Get It Your Damn Self!
Noble doesn’t know how good he has it. But I don’t think it’s my job to remind him of that. There are certainly times, like when I bring him a large plate of snacks, filled with a variety of food choices and he angrily waves it all away, whining, “I don’t want any of that disgusting stuff! I want a treat!” I would love to explain to him about the children across the world who aren’t fortunate enough to get food, let alone large snacks, but I think 4 years old is a little young to start applying the pains of the world into his decision making. So I’m fine with answering, “Well that’s what I made you! SO EAT IT!”

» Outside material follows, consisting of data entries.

PR #12372, opened 2026-01-30
[1880 Romania] Pre-alpha initial commit

philcampeau:
## Before clicking "Create"

### Explanation of Change

This is the initial commit for 1880 Romania. I have permission from Lonny to implement (see screenshot below)

I also took the liberty of adding several tiles used in the game to lib/engine/config/tile.rb, as they're also used in several other games of Lonny's, and are coded individually into each of those games. Once this commit gets merged in, I'll submit new pull requests to update the other games' code. 

This game is still in pre-alpha. I still need to implement the private company abilities, as well as setting up the border restriction in the game.

### Screenshots

image

### DIFF
--- a/lib/engine/game/g_1880_romania/game.rb
+++ b/lib/engine/game/g_1880_romania/game.rb
@@ -4,14 +4,18 @@ require_relative 'meta'
 require_relative '../g_1880/game'
 require_relative 'map'
 require_relative 'entities'
+require_relative 'phases'
+require_relative 'trains'
 
 module Engine
   module Game
     module G1880Romania
       class Game < G1880::Game
         include_meta(G1880Romania::Meta)
-        include Map
-        include Entities
+        include G1880Romania::Map
+        include G1880Romania::Entities
+        include G1880Romania::Phases
+        include G1880Romania::Trains
 
         CURRENCY_FORMAT_STR = 'L%s'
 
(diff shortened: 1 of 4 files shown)


lib/engine/game/g_1880_romania/entities.rb
```diff
@@ -0,0 +1,303 @@
...
+    module G1880Romania
+      module Entities
+        COMPANIES = [
+          {
+            name: 'Banater Montanbahn',
+            sym: 'P1',
+            value: 20,
+            revenue: 5,
+            desc: 'May be closed any time during the game to give the owner 20 (if player) or 40 (if company) out of the bank.',
+            color: nil,
```
crericha: I don't think you need to include values you aren't using. They'll default to the proper value.

lib/engine/game/g_1880_romania/meta.rb
```diff
@@ -0,0 +1,25 @@
...
+        include Game::Meta
+
+        DEV_STAGE = :prealpha
+        DEPENDS_ON = '1880'
+
+        GAME_DESIGNER = 'Lonny Orgler'
+        GAME_INFO_URL = 'https://github.com/tobymao/18xx/wiki/1880-Romania' # todo
+        GAME_LOCATION = 'Romania'
+        GAME_PUBLISHER = :lonny_games
+        GAME_RULES_URL = # todo
```
crericha: this won't compile correctly afaik. Set to an empty string.

lib/engine/game/g_1880_romania/meta.rb
```diff
@@ -0,0 +1,25 @@
...
+          GAME_TITLE = '1880 Romania'
```
crericha: wrong indent

crericha (approved):

perwestling:
Have you sent the permission to Toby? I do not think this PR need to mention it.

lib/engine/game/g_1880_romania/entities.rb
```diff
@@ -0,0 +1,303 @@
...
+          },
+        ].freeze
+
+        CORPORATIONS = [
+          {
+            float_percent: 20,
+            sym: 'BR',
+            name: 'Banat Railways',
+            logo: '1880_romania/BR',
+            # simple_logo: '1880_romania/BR.alt',
```
perwestling: Are these intended to be added later?

lib/engine/game/g_1880_romania/game.rb
```diff
@@ -0,0 +1,155 @@
...
+        include Map
+        include Entities
+
+        CURRENCY_FORMAT_STR = 'L%s'
+
+        CERT_LIMIT = { 3 => 20, 4 => 16, 5 => 14, 6 => 12 }.freeze
+
+        STARTING_CASH = { 3 => 600, 4 => 480, 5 => 400, 6 => 340 }.freeze
+
+        PHASES = [{ name: 'A1', train_limit: 4, tiles: [:yellow] },
```
perwestling: When doing 1824 I put many things in separate files, like phases, trains.

lib/engine/game/g_1880_romania/map.rb
```diff
@@ -0,0 +1,310 @@
...
+          '401' => 2,
+          '447' => 2,
+          '8850' => 3,
+          '8851' => 7,
+          '8852' => 7,
+          '8854' => 1,
+          '8855' => 1,
+          '8856' => 1,
+          '8857' => 1,
+          '8858a' =>
```
perwestling, line 27: Just curious why this one was put in this file, and not in the general tile.rb?

lib/engine/game/g_1880_romania/meta.rb
```diff
@@ -0,0 +1,25 @@
...
+  module Game
+    module G1880Romania
+      module Meta
+        include Game::Meta
+
+        DEV_STAGE = :prealpha
+        DEPENDS_ON = '1880'
+
+        GAME_DESIGNER = 'Lonny Orgler'
+        GAME_INFO_URL = 'https://github.com/tobymao/18xx/wiki/1880-Romania' # todo
```
perwestling: Todo might be removed.

lib/engine/game/g_1880_romania/meta.rb
perwestling: Maybe "TODO"?

lib/engine/game/g_1880_romania/entities.rb
philcampeau: Yeah I just haven't done it yet.

lib/engine/game/g_1880_romania/game.rb
philcampeau: That's not how most games on this site are coded, though. I prefer to do things the way other games have it done, 1880 China for example.

lib/engine/game/g_1880_romania/map.rb
philcampeau: That one was the only example of that tile on the site.

lib/engine/config/tile.rb
```diff
@@ -69,6 +71,13 @@ module Tile
         '790' => 'city=revenue:40,slots:2;path=a:0,b:_0;path=a:_0,b:3;path=a:1,b:_0;path=a:_0,b:4;label=N',
         '956' => 'city=revenue:20;path=a:0,b:_0,track:narrow;path=a:3,b:_0,track:narrow',
         '441a' => 'city=revenue:10;path=a:0,b:_0;label=B',
+        '8850' => 'town=revenue:20;path=a:0,b:_0;path=a:1,b:_0',
+        '8851' => 'town=revenue:20;path=a:0,b:_0;path=a:2,b:_0',
```
ollybh: These tiles are equivalent to the ones that are defined in 1880 but they have different orientations. This means that moving 1880 to use these tile definitions would require a migration script to change the tiles' rotation when they have been played in existing games. It would be far simpler to change these definitions to match the orientations in the 1880 code.

### 1880 tiles
Image

#### 1880 Romania tiles
Image

lib/engine/config/tile.rb
```diff
@@ -46,10 +46,12 @@ module Tile
         '201' => 'city=revenue:30;path=a:0,b:_0;path=a:1,b:_0;label=Y',
         '202' => 'city=revenue:30;path=a:0,b:_0;path=a:2,b:_0;label=Y',
         '235' => 'city=revenue:30;city=revenue:30;path=a:0,b:_0;label=OO',
+        '401' => 'city=revenue:30;path=a:0,b:_0;path=a:1,b:_0;label=T',
         # '403' => 'city=revenue:30;town=revenue:30;path=a:0,b:_0;label=B;upgrade=cost:40',
         '437' => 'town=revenue:30;path=a:0,b:_0;path=a:_0,b:2;icon=image:port,blocks_lay:1',
         '438' => 'city=revenue:40;path=a:0,b:_0;path=a:2,b:_0;label=H;upgrade=cost:80',
         '445' => 'town=revenue:20;path=a:0,b:_0;path=a:_0,b:2;icon=image:18_al/tree,blocks_lay:1',
+        '447' => 'city=revenue:30;path=a:0,b:_0;path=a:2,b:_0;label=T',
```
ollybh: This tile has a different orientation to the definition in the 1824 code.

lib/engine/game/g_1880_romania/map.rb
ollybh: It looks identical to tile 8858 in 1880. Or am I missing something?

lib/engine/game/g_1880_romania/game.rb
perwestling: I do think there are several advantages of splitting it up. E.g. it makes it clearer when you have variants in other directories.

But I guess it is a personal preference (I like collapsible regions as well...)

lib/engine/game/g_1880_romania/map.rb
philcampeau: You're right, this wasn't the only example. This one has a different issue. 

The problem here is, 1880 uses 8858 for that tile. 1840, 18Mag, 1888, and 18Mag use '8858' for a green OO. This game used 8858 for both, until I pointed out the issue to Lonny. 

FWTWR lists both tiles, but assigned the 8858a label to the green OO. I don't mind flipping this around to match FWTWR, if that makes more sense?

lib/engine/config/tile.rb
philcampeau: That's a good point, I hadn't even considered that. I was trying to orient them the same way that the (7, 8, 9), (3, 4, 58), and 5, 6, and 57 tiles are oriented. It's too bad this wasn't done originally, but yes, I'll change that now.

lib/engine/game/g_1880_romania/entities.rb
philcampeau: Done.

lib/engine/game/g_1880_romania/map.rb
philcampeau: I think, for now, I'll leave the 8858 tiles as they are in this commit. We can always come back to this later when I submit a different PR to clean up all the games that use these tiles.

lib/engine/config/tile.rb
philcampeau: fixed

lib/engine/game/g_1880_romania/meta.rb
philcampeau: fixed

lib/engine/game/g_1880_romania/meta.rb
philcampeau: fixed

lib/engine/game/g_1880_romania/entities.rb
philcampeau: removed

lib/engine/game/g_1880_romania/map.rb
ollybh: It would be best to fix any tile numbers before this game gets released to alpha testing, as changing them afterwards is going to break games.

For the reuse of tile number 8858, I'd vote for copying the designation used on FWTWR. That is the nearest thing to a official reference for tile numbers.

Also grating on my nerves is when he asks for milk and I agree to get it for him. Why does that grate on my nerves? It’s not the asking part, it’s that once the request is made, there is only a 2 minute window of opportunity to appease the mighty Lord of Sitting On the Couch and Bossing Me Around. If I miss that window, he will adjust his volume to reach me in whatever room in the house I’m in and he will bark, “Where’s my milk?!”
“I’ll get it when I FUCKING GET IT! SO SHUT THE HELL UP ABOUT IT!”
I don’t curse in our house. The above is what I say in my head. And then I say, “That’s not how you talk to me. Try again, dude!”
I’ll at least get a “please” mixed into his aggro attitude.
However necessary, I think that teaching our kids proper manners is a pain in the ass. Even on Halloween, I spent way too much time making sure he said “thank you” after every door we went to. I guess my job is to just keep at it, and hopefully, once he’s older, some of it will stick. If that seems to be failing, then I’m bound and determined to teach him how to do everything on his own. And then my new parental response will be, “Get it your damn self!”
And when he replies, “But I can’t reach!”, then I’ll say, “Figure it out!” And I will go back to sitting on the couch, having reclaimed the throne that was rightfully mine all along!